Runs in linear time on fixed-width integers.
"""
def get_set_bit_indices(x: int) -> List[int]:
"""Return indices of set bits in x"""
pow_2 = 1
exponent = 0
set_bits = []
while pow_2 <= x:
if pow_2 & x != 0:
set_bits.append(exponent)
exponent += 1
pow_2 *= 2
return set_bits
def is_bitwise_and_zero(window_length: int, bit_counts: Dict[int, int]) -> bool:
"""Given bit counts for a window of an array, return whether the
window's elements have bitwise AND equal to zero."""

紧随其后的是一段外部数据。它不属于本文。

PR #101, opened 2018-11-02
Updates Pipfile.lock and requirements files

kushaldas:
Based on the new packaging guidelines (will create separate PR for that).

### How to test?

```
python3 -m venv /tmp/test4
source /tmp/test4/bin/activate
pip3 install -r requirements.txt  --index-url https://dev-bin.ops.securedrop.org/simple
```
This should install packages from our index.


redshiftzero:
worked as advertised following test plan

PR #127, opened 2018-11-08
securedrop-client 0.0.2

redshiftzero:
made a debian package based on the latest code, available here: https://apt-test-qubes.freedom.press/pool/main/s/securedrop-client/


heartsucker:
Holding off on merging just because this seems release related, so I'll let you do that.

Issue #100, opened 2018-11-02
Implement sync-layer that acts as a proxy for function calls and local/api mutations


heartsucker:
I should have posted my notes last night after talking to @joshuathayer, but in short we are considering using an actor-model sync layer, possibly based off his [prototype](https://github.com/joshuathayer/spot/).

The idea would be to use the actors as publishers / subscribers to an internal message bus instead of using callbacks. Each actor would handle a specific message type such as `SendReplyRequst` and `SendReplyResponse`. The calling function would push a message on to the bus and then listen for relevant responses. This would allow us to isolate each widget's state and allow a widget to control how it looks. It would also isolate the API/DB state away from the rest of the system, with this only being handled in the sync layer.

heartsucker:
This is my proposed architecture for concurrency, shown using a subset of features of the app.

## Summary

In very short, using actors with a bus.

In less short, we have one major message bus where all the messages are dumped. Messages are directives that might call for an interaction with an external resource (API, DB, FS, Qubes) or a mutation of the UI. Messages are typed (Python objects subclassing `Message`) and may contain UUIDs so that if multiple "downstream" actors can respond to the same message and upstream actors can "merge" these responses.

```
   ______________________________________
  /                                      |
+------+ +------+                        |
| Star | | Flag |>_______________________|
+------+ +------+                        |
  ^        ^                             |
  |   _____|                             |
  |  /                                   |
+-------+      +-------+                 |
| CL. 1 |      | Reply |>________________|
+-------+      +-------+                 |
   ^              ^                      |
   |              |                      |
+------------+ +---------+ +---------+   |
| Conv. List | | Conv. 1 | | Conv. 2 |   |
+------------+ +---------+ +---------+   |
    ^             ^          ^          /
    |  ___________|__________|         /
    | /                               /
  +----+                             /
  | UI |                            /
  +----+                           /
    ^                             /
    |                            v
  +-------------------------------------+
  |                Bus                  |
  +-------------------------------------+
       | ^      | ^
       v |      v | 
     +----+   +-----+
     | DB |   | API |
     +----+   +-----+
```

In the diagram above, we can see that the UI elements only have to maintain a reference to the `Bus` and shoot their messages off there. Their parents will attach to the bus (to to a parent that attaches to the bus) and request message of certain types. The bus will relay matching messages to these actors (roughly pub/sub).

## Advantages

[...]

PR #128, opened 2018-11-08
HERE BE DRAGONS

ntoll:
This PR MUST NOT BE MERGED. It's evidence that we need the proposed solution of @heartsucker via discussions happening on #100. This refactoring started so well (was enjoying reading through the implementation and felt good progress could be made), but as I tried to make the code work, I was running up against all the problems we've discussed: passing references all over the place, the logic growing into a mega-blob-of-code, over-mocking in tests etc. In the end it's been very frustrating.

So, this PR should NOT be merged, rather, it's evidence that the Qt-ish event-driven approach we've taken so far is not going to work.

My suggestion is we refactor this all out via the message bus proposal... as in, "When is the best time to plant a tree? 100 years ago... otherwise, now".

Here be dragons... :dragon:

### DIFF
--- a/securedrop_client/app.py
+++ b/securedrop_client/app.py
@@ -34,7 +34,6 @@ from securedrop_client.gui.main import Window
 from securedrop_client.resources import load_icon, load_css
 from securedrop_client.models import make_engine
 from securedrop_client.utils import safe_mkdir
-from securedrop_client.data import Data
 
 DEFAULT_SDC_HOME = '~/.securedrop_client'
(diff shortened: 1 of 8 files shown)


heartsucker:
I'm going to close this PR since it was opened to demonstrate issues in the client. Since we're moving toward more use of signals/slots, I think we've taken sufficient note of the points raised here.

heartsucker:
I'm leaving this branch around for now in case anyone is curious about it, but I think after 30 days it's def safe to delete.

PR #141, opened 2018-11-09
Add .desktop file and bump version to 0.0.4

emkll:
Towards https://github.com/freedomofpress/securedrop-workstation/issues/198

Build logic will also need to be updated to copy this file when the .deb is installed.

Test plan:

- [ ] `python3 setup.py sdist` completes without error
- [ ] The contents of the tarball generate by the above command has version 0.0.4 in its name and contains the `securedrop-client.desktop` within the `files/` folder.

### DIFF
--- a/MANIFEST.in
+++ b/MANIFEST.in
@@ -7,6 +7,7 @@ include Pipfile.lock
 include files/alembic.ini
 include files/client.ini
 include files/securedrop-client
+include files/securedrop-client.desktop
 
 recursive-include alembic *
 recursive-include securedrop_client *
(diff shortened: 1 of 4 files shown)


conorsch:
- [x] `python3 setup.py sdist` completes without error
- [x] The contents of the tarball generate by the above command has version 0.0.4 in its name and contains the `securedrop-client.desktop` within the `files/` folder.

Works for me:

```
$ cat securedrop-client-0.0.4/files/securedrop-client.desktop
[Desktop Entry]
Name=SecureDrop Client
Exec=securedrop-client
Icon=utilities-terminal
Type=Application
```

return all(value < window_length for value in bit_counts.values())
n = len(nums)
total_subarray_count = n * (n + 1) // 2
nonzero_subarray_count = 0
window_bit_counts = Counter()
"""At every iteration start, [left_idx, right_idx] is the longest subarray
ending at right_idx whose bitwise AND is nonzero."""
left_idx = 0
for right_idx, right_element in enumerate(nums):
if right_element == 0:
window_bit_counts.clear()
left_idx = right_idx + 1
continue
# Expand window to include right
window_bit_counts += Counter(get_set_bit_indices(right_element))
# Shrink window until AND is nonzero
while (left_idx < right_idx
and is_bitwise_and_zero(right_idx - left_idx + 1, window_bit_counts)):
window_bit_counts -= Counter(get_set_bit_indices(nums[left_idx]))
left_idx += 1
nonzero_subarray_count += (right_idx - left_idx + 1)
return total_subarray_count - nonzero_subarray_count
示例用法:
count_bitwise_and_zero([7, 2, 9, 8, 6, 12, 109, 28, 14, 19])
>>> 32
注意:有一个假设,整数的最大位宽是常数。当整数可以任意大时,要获得线性时间解决方案,您需要保留一个元计数器,它跟踪集合位的计数。
作为练习,你可以尝试推广到比特&等于某个目标t的问题,该目标可能大于零;这需要更多的工作。